Write out the data below exactly, from its first line to the line containing "Right now I", that line included.

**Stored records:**
· · · · · · ·

Issue #3332, opened 2022-08-16
editorial: set label on all created objects


kainino0x:
Right now I don't think we explicitly pass GPUObjectDescriptorBase.label down to object creation anywhere. This should be described in the spec.

Issue #2871, opened 2022-05-11
Initialization of `GPUObjectBase` internal slot is left unspecified


jimblandy:
Many interfaces in the WebGPU spec include `GPUObjectBase`, which means they have a `[[device]]` internal slot, but the spec does not say how this is initialized. It's usually clear what's intended, but the spec should say what it means.

For example, `GPURenderPipeline` includes `GPUObjectBase`, and the pipeline's `[[device]]` internal slot is consulted by the *getBindGroupLayout* algorithm, but the *createRenderPipeline* algorithm nowhere mentions the `[[device]]` slot; it simply says,

> Let pipeline be a new valid [GPURenderPipeline](https://www.w3.org/TR/webgpu/#gpurenderpipeline) object.

This seems to be a common omission throughout the spec.

Perhaps the "let IDENT be a new valid TYPE" language should be replaced with something like, "let IDENT be a new valid TYPE owned by DEVICE". Then that phrase could be defined in the "WebGPU interfaces" section.

toji:
This is addressed by #4615

PR #3405, opened 2022-09-01
[editorial] "create a WebGPU object" algorithm

kainino0x:
Applied to GPUBuffer as a first example.

Issue: #2871, #3332

### DIFF
--- a/spec/index.bs
+++ b/spec/index.bs
@@ -796,6 +796,24 @@ interface mixin GPUObjectBase {
 };
 </script>
 
+<div algorithm>
+    <div data-timeline=content>
+        To <dfn abstract-op>create a new WebGPU object</dfn>({{GPUObjectBase}} |parent|,
+        interface |T|, {{GPUObjectDescriptorBase}} |descriptor|)
+        (where |T| extends {{GPUObjectBase}}):
+
+        1. Let |device| be |parent|.{{GPUObjectBase/[[device]]}}.
+        1. Let |object| be a new instance of |T|.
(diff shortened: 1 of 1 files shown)


spec/index.bs
```diff
@@ -796,6 +796,24 @@ interface mixin GPUObjectBase {
...
+        interface |T|, {{GPUObjectDescriptorBase}} |descriptor|)
+        (where |T| extends {{GPUObjectBase}}):
+
+        1. Let |device| be |parent|.{{GPUObjectBase/[[device]]}}.
+        1. Let |object| be a new instance of |T|.
+        1. Let |internals| be a new (uninitialized) instance of the type of
+            |T|.`[[internals]]` (which may override {{GPUObjectBase}}.{{GPUObjectBase/[[internals]]}})
+            that is accessible only from the [=device timeline=] of |device|.
+        1. Set |object|.{{GPUObjectBase/[[device]]}} to |device|.
+        1. Set |object|.{{GPUObjectBase/[[internals]]}} to |internals|.
```
toji, line 811: In https://github.com/gpuweb/gpuweb/pull/3404/ you've updated the text to indicate that operations against `[[device]]` or `[[internals]]` on timelines other than the device timeline assert. I would expect that setting them initially still counts as an "operation". Does this need to happen on the device timeline?

kainino0x: I reworded #3404 slightly.

toji: Still feels a little strange, but at least the "on the content of" distinction doesn't feel like it conflicts with this use case any more.

toji (approved):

· · · · · · ·

**EXERCISE OUTPUT:**
Issue #3332, opened 2022-08-16
editorial: set label on all created objects


kainino0x:
Right now I don't think we explicitly pass GPUObjectDescriptorBase.label down to object creation anywhere. This should be described in the spec.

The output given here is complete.